• Stored items
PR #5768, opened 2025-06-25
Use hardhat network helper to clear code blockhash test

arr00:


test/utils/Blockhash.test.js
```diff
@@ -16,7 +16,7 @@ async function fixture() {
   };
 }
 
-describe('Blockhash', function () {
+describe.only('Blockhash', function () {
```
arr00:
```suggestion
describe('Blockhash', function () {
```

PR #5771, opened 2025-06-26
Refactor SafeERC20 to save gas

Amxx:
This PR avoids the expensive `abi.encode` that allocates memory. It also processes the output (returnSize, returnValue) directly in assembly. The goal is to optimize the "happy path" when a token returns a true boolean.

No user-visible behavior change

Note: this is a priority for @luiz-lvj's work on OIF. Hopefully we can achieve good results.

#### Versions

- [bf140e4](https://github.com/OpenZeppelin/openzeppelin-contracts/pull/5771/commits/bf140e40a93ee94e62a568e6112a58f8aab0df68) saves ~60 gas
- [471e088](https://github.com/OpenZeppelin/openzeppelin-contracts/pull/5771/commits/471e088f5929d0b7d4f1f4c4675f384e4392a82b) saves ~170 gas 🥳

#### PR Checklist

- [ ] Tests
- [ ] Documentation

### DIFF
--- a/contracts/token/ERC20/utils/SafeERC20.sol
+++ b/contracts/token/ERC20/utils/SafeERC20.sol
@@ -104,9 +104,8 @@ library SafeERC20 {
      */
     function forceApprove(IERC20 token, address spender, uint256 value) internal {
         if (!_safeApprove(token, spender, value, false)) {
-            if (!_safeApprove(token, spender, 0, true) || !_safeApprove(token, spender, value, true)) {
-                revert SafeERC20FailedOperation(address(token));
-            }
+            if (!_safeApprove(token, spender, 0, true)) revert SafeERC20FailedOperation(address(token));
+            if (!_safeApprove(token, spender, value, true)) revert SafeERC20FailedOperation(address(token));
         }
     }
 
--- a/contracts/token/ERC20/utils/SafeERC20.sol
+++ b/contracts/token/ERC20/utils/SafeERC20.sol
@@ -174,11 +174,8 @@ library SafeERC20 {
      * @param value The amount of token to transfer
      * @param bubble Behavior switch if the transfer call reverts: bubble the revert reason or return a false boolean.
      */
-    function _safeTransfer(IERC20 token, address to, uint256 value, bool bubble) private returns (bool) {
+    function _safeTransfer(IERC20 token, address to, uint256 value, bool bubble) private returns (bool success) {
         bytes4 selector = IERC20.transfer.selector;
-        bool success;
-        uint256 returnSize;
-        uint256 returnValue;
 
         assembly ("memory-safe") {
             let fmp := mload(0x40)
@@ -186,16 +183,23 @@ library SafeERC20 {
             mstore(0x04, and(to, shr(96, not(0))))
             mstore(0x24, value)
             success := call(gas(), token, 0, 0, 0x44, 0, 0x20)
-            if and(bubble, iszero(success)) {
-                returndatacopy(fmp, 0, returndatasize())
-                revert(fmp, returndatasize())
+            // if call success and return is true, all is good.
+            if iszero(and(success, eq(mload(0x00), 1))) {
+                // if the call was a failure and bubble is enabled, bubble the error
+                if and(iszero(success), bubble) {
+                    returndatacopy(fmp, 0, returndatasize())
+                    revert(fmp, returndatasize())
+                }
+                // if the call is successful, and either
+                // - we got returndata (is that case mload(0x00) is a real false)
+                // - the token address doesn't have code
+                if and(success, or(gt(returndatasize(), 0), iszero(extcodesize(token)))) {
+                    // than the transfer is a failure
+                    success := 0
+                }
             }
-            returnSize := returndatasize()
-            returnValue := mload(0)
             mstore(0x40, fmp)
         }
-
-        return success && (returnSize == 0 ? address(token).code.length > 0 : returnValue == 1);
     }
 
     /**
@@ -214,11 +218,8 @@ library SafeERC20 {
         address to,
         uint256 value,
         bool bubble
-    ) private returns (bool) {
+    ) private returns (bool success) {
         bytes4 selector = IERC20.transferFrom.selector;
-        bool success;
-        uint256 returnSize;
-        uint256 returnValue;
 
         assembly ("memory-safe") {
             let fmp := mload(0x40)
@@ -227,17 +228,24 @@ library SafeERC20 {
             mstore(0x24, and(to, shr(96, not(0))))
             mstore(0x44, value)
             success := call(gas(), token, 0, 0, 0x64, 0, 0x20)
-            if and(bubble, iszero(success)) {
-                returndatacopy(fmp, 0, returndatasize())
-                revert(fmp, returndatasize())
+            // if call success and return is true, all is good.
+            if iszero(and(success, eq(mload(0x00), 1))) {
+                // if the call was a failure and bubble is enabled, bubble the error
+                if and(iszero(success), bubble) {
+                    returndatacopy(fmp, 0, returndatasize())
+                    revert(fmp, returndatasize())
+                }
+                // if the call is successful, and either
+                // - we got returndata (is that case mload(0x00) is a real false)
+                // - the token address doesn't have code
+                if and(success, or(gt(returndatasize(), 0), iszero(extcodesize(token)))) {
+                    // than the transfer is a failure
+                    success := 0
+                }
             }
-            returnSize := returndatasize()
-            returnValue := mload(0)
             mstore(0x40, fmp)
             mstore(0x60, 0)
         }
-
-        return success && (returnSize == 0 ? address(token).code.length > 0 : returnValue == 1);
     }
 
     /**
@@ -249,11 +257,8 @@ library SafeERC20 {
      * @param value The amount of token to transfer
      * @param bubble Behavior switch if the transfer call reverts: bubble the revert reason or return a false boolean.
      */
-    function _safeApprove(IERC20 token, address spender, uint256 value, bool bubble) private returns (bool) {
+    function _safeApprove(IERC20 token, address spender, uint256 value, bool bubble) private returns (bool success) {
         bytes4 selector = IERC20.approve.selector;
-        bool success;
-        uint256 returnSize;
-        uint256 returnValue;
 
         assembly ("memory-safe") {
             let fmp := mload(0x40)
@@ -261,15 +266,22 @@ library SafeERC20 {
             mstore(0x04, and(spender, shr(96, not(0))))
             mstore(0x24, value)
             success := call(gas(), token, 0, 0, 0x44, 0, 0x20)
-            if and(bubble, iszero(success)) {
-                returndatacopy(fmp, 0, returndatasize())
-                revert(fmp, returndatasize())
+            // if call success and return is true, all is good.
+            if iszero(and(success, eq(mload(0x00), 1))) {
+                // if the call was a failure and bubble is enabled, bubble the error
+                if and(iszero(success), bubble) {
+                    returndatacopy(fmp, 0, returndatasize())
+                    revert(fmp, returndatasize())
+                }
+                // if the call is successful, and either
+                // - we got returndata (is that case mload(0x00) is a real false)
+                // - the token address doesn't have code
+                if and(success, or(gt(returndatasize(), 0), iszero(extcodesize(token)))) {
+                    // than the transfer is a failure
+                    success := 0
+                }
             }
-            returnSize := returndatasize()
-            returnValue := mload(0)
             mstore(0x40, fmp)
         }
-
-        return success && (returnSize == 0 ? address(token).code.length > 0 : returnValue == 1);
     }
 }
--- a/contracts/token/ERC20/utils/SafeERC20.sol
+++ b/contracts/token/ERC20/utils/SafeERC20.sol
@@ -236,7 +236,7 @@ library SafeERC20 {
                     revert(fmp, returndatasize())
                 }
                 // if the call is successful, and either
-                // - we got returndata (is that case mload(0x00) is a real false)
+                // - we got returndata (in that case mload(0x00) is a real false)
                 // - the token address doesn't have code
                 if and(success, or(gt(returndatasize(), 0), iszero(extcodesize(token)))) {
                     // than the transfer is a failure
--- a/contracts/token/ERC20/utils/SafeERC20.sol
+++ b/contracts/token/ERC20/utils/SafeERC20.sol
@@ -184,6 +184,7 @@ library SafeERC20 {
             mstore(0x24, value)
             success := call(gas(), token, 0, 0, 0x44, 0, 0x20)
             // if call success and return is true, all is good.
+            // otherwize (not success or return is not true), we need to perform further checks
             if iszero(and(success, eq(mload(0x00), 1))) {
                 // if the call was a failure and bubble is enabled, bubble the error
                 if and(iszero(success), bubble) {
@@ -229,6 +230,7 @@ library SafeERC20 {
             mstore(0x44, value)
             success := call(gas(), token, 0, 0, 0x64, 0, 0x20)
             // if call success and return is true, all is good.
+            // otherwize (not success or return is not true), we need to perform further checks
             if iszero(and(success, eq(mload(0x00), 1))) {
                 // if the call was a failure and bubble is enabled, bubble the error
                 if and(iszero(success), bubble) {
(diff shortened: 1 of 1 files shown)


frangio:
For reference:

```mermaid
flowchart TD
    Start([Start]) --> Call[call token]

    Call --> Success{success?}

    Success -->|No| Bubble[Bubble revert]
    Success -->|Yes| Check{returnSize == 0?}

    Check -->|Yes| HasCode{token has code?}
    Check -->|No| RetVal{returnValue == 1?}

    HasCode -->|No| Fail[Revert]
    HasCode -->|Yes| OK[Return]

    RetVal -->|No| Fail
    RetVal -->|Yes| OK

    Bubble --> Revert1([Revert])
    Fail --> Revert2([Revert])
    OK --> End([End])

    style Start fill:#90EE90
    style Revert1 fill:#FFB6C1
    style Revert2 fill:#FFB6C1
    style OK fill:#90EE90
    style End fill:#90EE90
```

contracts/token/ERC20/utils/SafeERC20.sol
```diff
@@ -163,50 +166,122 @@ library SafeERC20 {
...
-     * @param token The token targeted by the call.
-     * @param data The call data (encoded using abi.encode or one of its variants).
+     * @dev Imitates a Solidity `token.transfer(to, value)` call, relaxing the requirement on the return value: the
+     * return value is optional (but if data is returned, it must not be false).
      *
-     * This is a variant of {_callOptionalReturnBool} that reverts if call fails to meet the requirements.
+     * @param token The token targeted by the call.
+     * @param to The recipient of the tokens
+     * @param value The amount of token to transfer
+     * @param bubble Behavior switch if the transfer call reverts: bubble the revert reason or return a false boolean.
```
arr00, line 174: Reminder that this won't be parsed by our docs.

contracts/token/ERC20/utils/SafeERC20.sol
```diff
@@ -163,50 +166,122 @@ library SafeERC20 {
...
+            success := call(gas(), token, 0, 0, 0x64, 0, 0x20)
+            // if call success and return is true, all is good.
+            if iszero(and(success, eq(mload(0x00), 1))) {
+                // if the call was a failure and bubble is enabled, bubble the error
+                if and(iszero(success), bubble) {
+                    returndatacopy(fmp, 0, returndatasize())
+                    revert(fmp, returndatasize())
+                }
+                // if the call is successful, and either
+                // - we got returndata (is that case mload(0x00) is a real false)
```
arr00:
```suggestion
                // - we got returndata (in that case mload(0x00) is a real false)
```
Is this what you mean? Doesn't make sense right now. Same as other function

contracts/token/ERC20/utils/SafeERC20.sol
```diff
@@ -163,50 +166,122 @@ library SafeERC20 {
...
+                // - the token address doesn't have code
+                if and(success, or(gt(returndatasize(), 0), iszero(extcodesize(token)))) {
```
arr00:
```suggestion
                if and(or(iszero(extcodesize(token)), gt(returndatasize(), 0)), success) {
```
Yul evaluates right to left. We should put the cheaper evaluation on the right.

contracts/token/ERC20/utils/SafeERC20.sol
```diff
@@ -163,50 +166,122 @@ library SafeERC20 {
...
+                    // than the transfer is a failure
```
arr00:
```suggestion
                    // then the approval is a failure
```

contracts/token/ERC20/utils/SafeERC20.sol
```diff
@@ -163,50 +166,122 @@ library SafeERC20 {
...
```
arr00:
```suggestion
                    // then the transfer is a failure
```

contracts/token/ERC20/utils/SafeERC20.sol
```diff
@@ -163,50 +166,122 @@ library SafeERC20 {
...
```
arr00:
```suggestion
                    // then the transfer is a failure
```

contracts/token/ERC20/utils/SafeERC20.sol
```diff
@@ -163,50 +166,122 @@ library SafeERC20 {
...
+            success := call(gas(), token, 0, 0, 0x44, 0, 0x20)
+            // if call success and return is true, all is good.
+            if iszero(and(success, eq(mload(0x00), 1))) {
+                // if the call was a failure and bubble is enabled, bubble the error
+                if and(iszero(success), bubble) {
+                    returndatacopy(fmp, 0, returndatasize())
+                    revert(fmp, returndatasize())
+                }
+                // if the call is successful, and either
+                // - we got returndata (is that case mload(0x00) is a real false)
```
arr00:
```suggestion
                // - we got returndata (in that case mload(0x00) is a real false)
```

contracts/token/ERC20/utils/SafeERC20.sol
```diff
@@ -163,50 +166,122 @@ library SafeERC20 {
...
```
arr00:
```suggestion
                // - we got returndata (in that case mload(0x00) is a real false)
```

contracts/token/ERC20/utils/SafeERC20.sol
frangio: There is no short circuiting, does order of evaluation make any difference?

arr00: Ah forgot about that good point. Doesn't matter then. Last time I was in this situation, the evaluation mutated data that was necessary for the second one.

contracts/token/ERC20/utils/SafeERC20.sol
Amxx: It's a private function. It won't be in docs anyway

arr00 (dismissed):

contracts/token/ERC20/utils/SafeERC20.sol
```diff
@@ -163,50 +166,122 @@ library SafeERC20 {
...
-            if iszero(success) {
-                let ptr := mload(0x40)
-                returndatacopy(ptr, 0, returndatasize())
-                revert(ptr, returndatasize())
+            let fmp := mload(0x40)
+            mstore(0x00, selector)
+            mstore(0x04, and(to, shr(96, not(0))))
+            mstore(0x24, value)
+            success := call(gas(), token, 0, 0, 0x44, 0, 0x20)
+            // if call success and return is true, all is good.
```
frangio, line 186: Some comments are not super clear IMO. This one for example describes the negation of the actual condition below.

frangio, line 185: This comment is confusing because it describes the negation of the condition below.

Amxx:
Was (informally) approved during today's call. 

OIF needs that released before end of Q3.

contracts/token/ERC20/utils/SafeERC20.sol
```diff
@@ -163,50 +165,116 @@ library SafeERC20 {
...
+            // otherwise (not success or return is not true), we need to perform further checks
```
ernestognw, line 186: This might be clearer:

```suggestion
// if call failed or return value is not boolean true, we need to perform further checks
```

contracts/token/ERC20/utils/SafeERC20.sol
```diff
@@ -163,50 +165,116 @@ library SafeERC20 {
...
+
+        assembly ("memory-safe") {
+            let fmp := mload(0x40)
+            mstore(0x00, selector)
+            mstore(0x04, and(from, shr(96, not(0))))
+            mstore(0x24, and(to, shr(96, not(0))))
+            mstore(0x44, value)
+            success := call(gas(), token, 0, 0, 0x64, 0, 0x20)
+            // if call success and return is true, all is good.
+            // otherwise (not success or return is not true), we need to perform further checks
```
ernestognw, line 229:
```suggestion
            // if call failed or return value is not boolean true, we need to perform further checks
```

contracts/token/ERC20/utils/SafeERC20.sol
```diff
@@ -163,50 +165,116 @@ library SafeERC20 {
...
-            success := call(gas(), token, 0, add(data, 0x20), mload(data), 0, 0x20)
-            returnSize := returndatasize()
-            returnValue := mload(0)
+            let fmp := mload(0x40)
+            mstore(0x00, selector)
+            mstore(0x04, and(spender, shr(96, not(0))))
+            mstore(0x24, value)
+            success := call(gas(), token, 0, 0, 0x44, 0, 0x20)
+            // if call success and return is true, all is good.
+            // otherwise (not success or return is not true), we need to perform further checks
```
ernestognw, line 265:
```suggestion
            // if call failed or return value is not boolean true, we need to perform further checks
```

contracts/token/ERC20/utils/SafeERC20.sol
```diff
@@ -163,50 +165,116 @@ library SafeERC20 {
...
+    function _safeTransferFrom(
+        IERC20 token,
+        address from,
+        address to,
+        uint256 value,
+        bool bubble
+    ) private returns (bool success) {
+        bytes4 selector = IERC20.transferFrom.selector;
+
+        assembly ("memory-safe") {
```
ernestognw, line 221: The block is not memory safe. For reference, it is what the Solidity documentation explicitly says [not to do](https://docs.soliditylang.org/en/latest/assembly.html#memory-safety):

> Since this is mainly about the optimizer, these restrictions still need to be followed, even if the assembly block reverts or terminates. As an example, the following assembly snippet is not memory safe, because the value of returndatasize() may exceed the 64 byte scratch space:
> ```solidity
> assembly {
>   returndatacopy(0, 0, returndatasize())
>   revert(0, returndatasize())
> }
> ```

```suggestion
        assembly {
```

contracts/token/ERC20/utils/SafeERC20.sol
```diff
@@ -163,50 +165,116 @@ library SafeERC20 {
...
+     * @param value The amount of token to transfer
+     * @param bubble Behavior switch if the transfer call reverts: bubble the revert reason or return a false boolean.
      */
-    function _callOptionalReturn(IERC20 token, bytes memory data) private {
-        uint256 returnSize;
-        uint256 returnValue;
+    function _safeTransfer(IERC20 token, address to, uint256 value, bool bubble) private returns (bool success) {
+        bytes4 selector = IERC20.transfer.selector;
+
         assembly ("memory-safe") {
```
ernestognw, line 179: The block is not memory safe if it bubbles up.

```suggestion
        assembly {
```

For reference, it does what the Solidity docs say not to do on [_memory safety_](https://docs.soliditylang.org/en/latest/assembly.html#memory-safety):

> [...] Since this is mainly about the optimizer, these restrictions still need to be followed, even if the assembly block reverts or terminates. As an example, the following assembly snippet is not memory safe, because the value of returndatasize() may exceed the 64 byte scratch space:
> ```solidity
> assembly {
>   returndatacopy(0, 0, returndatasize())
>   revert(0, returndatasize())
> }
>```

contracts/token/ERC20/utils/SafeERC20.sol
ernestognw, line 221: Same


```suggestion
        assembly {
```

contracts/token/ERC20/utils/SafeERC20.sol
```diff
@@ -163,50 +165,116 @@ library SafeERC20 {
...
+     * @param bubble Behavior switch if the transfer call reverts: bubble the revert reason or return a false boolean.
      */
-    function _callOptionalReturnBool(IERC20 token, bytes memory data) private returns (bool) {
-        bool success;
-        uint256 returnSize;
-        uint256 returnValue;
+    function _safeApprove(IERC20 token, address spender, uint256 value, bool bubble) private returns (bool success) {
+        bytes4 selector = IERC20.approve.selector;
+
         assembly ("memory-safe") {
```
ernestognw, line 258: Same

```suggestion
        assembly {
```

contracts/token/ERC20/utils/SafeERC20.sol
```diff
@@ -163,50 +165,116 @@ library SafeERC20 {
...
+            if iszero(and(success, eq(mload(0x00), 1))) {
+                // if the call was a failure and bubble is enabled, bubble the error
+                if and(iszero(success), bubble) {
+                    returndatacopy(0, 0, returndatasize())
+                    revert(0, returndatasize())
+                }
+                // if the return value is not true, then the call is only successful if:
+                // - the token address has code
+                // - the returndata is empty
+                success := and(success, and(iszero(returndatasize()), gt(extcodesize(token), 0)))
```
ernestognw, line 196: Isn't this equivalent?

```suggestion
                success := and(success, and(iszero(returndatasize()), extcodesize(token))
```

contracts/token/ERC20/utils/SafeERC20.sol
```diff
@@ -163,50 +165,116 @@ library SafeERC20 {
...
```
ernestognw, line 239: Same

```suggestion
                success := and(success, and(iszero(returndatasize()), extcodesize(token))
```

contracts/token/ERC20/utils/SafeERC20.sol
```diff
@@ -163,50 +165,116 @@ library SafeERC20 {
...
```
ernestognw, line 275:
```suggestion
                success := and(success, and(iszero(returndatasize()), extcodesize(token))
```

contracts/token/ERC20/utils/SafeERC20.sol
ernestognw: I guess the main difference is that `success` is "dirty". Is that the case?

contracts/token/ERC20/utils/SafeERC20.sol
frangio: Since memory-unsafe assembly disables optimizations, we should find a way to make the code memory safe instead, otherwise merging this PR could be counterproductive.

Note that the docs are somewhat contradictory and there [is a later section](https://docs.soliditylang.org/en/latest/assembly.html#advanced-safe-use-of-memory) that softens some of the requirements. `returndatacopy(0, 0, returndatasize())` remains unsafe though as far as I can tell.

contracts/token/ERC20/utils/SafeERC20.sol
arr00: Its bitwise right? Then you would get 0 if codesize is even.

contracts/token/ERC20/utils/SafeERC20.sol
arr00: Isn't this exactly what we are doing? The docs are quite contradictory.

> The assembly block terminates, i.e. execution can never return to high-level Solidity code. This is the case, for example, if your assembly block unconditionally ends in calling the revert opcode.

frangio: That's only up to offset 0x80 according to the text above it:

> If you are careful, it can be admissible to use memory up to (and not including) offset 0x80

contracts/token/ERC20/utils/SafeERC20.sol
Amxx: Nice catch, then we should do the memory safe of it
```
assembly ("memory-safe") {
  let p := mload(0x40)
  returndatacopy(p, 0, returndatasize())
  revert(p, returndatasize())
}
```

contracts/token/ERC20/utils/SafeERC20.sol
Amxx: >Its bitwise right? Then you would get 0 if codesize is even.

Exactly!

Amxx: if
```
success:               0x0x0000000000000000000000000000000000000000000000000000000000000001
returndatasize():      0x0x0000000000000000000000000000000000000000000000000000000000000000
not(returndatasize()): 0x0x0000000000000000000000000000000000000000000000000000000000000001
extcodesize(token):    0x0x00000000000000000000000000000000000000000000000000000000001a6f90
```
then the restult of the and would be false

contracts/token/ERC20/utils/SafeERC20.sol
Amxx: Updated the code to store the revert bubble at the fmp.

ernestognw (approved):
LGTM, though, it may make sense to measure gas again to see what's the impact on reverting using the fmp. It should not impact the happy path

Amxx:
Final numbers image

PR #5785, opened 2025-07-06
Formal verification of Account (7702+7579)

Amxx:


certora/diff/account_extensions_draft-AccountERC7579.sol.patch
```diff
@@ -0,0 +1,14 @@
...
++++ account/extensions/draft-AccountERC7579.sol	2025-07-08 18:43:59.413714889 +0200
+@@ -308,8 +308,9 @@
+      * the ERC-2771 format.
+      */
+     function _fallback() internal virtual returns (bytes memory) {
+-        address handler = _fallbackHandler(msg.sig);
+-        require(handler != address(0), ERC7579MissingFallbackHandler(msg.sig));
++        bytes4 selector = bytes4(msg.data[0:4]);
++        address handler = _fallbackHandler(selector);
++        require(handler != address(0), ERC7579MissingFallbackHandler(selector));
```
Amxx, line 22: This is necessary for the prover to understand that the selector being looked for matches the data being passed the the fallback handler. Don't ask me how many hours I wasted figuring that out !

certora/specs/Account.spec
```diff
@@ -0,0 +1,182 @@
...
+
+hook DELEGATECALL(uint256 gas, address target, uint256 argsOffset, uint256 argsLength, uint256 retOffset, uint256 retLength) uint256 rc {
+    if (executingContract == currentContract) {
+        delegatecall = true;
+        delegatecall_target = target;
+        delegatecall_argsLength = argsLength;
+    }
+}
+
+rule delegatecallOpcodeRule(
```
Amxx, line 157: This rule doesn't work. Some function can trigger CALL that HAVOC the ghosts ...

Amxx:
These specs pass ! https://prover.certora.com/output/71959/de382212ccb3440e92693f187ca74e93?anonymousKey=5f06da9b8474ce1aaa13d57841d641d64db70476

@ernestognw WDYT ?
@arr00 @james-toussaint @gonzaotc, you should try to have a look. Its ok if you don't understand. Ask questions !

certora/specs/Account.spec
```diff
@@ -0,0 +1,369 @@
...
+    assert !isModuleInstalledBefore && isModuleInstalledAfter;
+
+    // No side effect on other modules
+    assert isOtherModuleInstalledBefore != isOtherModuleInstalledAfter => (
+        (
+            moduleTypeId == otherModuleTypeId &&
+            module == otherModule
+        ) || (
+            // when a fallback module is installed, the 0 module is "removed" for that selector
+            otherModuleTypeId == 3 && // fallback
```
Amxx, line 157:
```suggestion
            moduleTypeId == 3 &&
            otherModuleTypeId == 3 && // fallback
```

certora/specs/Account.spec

• Aim of the exercise
The lines needed are those in the data above that hold the string "still"; copy each of them.

• Exercise result
> Since this is mainly about the optimizer, these restrictions still need to be followed, even if the assembly block reverts or terminates. As an example, the following assembly snippet is not memory safe, because the value of returndatasize() may exceed the 64 byte scratch space:
> [...] Since this is mainly about the optimizer, these restrictions still need to be followed, even if the assembly block reverts or terminates. As an example, the following assembly snippet is not memory safe, because the value of returndatasize() may exceed the 64 byte scratch space:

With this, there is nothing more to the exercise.